Догадываюсь, что все это делается не на честно заработанные деньги. Все эти бесконечные тусовки, на которых все, словно сошедшие с ума, одаривают друг друга признаниями "ты — гений" и "ты — гений". Награждают друг друга эпитетами "великий", "гениальный", "легенда". Сошли с ума. Клянусь, это болезнь, которая на медицинском языке называется манией величия.
"БОГ — ЭТО СОВЕСТЬ"
СЕГОДНЯШНЯЯ ситуация напоминает мне операционную, в которой врачи склонились над больным и долго размышляют, что делать, а он тем временем умирает. Я далек от рецептов, что спасет Россию. Но понимаю одно: каждый человек, в том числе и мы, называющие себя людьми искусства, должен задуматься над тем, как спасти то дело, которым мы занимаемся. Если оно честно, конечно. Надо задуматься над тем, как спасать свою душу. Иначе искусство жестоко отомстит.
Пушкинский Моцарт задает вопрос: совместимы ли гений и злодейство? Ладно, о гениях не будем. Но совместимы ли талант и подлость?
Практика показывает, что совместимы. Можно, даже успешно прожив жизнь, почувствовать
"месть" искусства, в каком-то метафизическом смысле.
Почему после жизни о ком-то остаются легенды, а о другом быстро забывают? Не зря говорят, что время все расставляет на свои места. И муза, если позволительно употребить такое слово, брезглива. Она отворачивается от человека, художника, когда он начинает нарушать законы нравственности.

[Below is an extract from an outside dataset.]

PR #4612, opened 2022-08-27
Unique IDs

distantnative:
### Feature
- Unique IDs (UUIDs) for pages, files, users and site https://kirby.nolt.io/16 (blocks and structures to follow in a future release, needs some other foundation work on those field objects)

Если вы хотите понять, почему у художника ничего не получается или его творения мертворожденные, ищите корень в
его поведении.
На мой взгляд, участие актеров в агитационных поездках накануне очередных выборов, за которые они получают хорошие деньги, — безнравственно. Единственный способ уберечь себя — это не участвовать во лжи. Я говорю о своей среде, а не о политиках, которые безнравственны по своей природе.
Сегодня реально все — и фашизм, и гражданская война. Я не политик и не экономист. Я — обыватель, честный, надеюсь, человек и хозяин своего ремесла. Ни
на какую другую роль я никогда не претендовал. Поэтому могу уповать только на Господа Бога и на какую-то позитивную энергетику, которая поможет всем нам выстоять. Вы обращали внимание, что у нас всегда есть ощущение упускаемых шансов, всегда есть желание употребить сослагательное "бы"? Если бы Николай II не вмешивался в Первую мировую, если бы Ленин… Так можно продолжать до бесконечности. Но зачем постоянно говорить о прошлом, когда у нас есть будущее
и думать надо в первую очередь о нем?
У меня нет ни капли сожаления, что я вернулся из Израиля на Родину. И больше уезжать я не хочу. Я всегда хотел жить только в России и очень надеюсь дожить здесь до конца своих дней. Даже живя в ТельАвиве, я просил в случае смерти отправить меня в Россию. Хочу быть похоронен в могиле отца, на Введенском кладбище.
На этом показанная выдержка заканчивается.